■ **Task statement**: Across the whole listing, copy out every line that includes the string "josepy".

■ **The data**:
|---|
PR #5542, opened 2018-02-06
Make Certbot depend on josepy

### LINKED ISSUE #5519: Certbot should depend on josepy
As part of the transition of the JOSE library out of acme into josepy, certbot switched to directly importing from josepy -- however, no dependency on it was added in setup.py.  Even though it should always be co-installed by virtue of the transient dependency from acme, if certbot is directly using it, it should be required for install.

bmw:
Fixes #5519.

### DIFF
--- a/setup.py
+++ b/setup.py
@@ -41,6 +41,7 @@ install_requires = [
     'ConfigArgParse>=0.9.3',
     'configobj',
     'cryptography>=1.2',  # load_pem_x509_certificate
+    'josepy',
     'mock',
     'parsedatetime>=1.3',  # Calendar.parseDT
     'pyrfc3339',


setup.py
```diff
@@ -41,6 +41,7 @@ def read_file(filename, encoding='utf8'):
     'ConfigArgParse>=0.9.3',
     'configobj',
     'cryptography>=1.2',  # load_pem_x509_certificate
+    'josepy',
```
erikrose: Looks good, but it seems to me we should also pin <2.0.

bmw: I thought we were in agreement in #4433 not to pin major versions back like this and instead do so in `venv.sh`?

erikrose: Ah, yes, I forgot about that. r+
|---|
■ **Reply**:
Make Certbot depend on josepy
### LINKED ISSUE #5519: Certbot should depend on josepy
As part of the transition of the JOSE library out of acme into josepy, certbot switched to directly importing from josepy -- however, no dependency on it was added in setup.py.  Even though it should always be co-installed by virtue of the transient dependency from acme, if certbot is directly using it, it should be required for install.
+    'josepy',
+    'josepy',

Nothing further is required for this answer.